Image Credit: Bryce Vickmark, via MIT News
Kip Thorne is our guess for slot #3, seen below in a photo that somehow makes us absolutely sure he isn’t lying about having been friends with Carl Sagan back in the day.

What we wouldn’t give to have sat in on their red-eyed late-night astrophysics discussions.
Image Credit: A.T. Service (CC BY-SA 3.0)

If LIGO were MI6, the fictional spy agency from the James Bond universe, Thorne would be Q—the “gadgets guy” that makes all of Bond’s thrilling escapades possible. His engineering designs are integral to the function of the detector; when you make a device capable of picking up the motion of bodies in another galaxy, you’re going to pick up a lot of background noise from things here on Earth.
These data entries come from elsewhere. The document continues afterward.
PR #1245, opened 2020-12-16
make sure object is visible for drawing cords and gatom labels when displacing

sebshader:
Fixes #1133

PR #1247, opened 2020-12-18
clip objects in GOP subpatch correctly in font dialog "stretch"

sebshader:
I noticed some more gop clipping issues when working on the font stretch tcl error bug #1245 
glist_redraw was not cutting it, canvas_redraw seems to be necessary. also set the canvas "dirty" flag after font change.

the problem was that, when using the font "stretch" entry: if a GOP non-abstraction subpatch was on the canvas, the graphcal items in the gop object would be "gobj_displace"d and redrawn on the parent canvas instead of clipped out of the child GOP, since the graphical objects contained had no way of knowing to clip themselves. (by the time glist_redraw was called the objects had already been drawn to the wrong canvas)
the window dimensions were also not getting updated correctly

### DIFF
--- a/src/g_editor.c
+++ b/src/g_editor.c
@@ -4768,24 +4768,22 @@ static void canvas_dofont(t_canvas *x, t_floatarg font, t_floatarg xresize,
 {
     t_gobj *y;
     x->gl_font = font;
-    if (xresize != 1 || yresize != 1)
-    {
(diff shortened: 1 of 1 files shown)


sebshader:
dang this broke the regular "font size" selection

sebshader:
ok should be working now

umlaeute:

As an example: Heat makes things expand and, if not accounted for, the kind of expansion that comes from day/night cycles at the miles-long detector arms would be enough to make LIGO useless. Thorne’s practical ingenuity to compensate for such problems has made the LIGO project possible, and his theoretical contributions—algorithms that help pick the “chirp” of merging black holes out of a mess of noise—are likely to get him a share of the million-dollar prize presented this December.

The Swedes don’t yield to the pressure to do things on an American timetable, so unlike many international affairs the physics prize will likely be announced tomorrow at 5:45 AM EST. By the time most of our readers wake up, we’ll hopefully have confirmation that these scientists are getting their due credit for their role in giving us an entirely new way to sense the universe. Otherwise, we’ll be scrambling frantically to put together new explainers on the discoveries of whoever the committee has, in their infinite wisdom, decided deserves the award—but either way, tune back in tomorrow for the latest.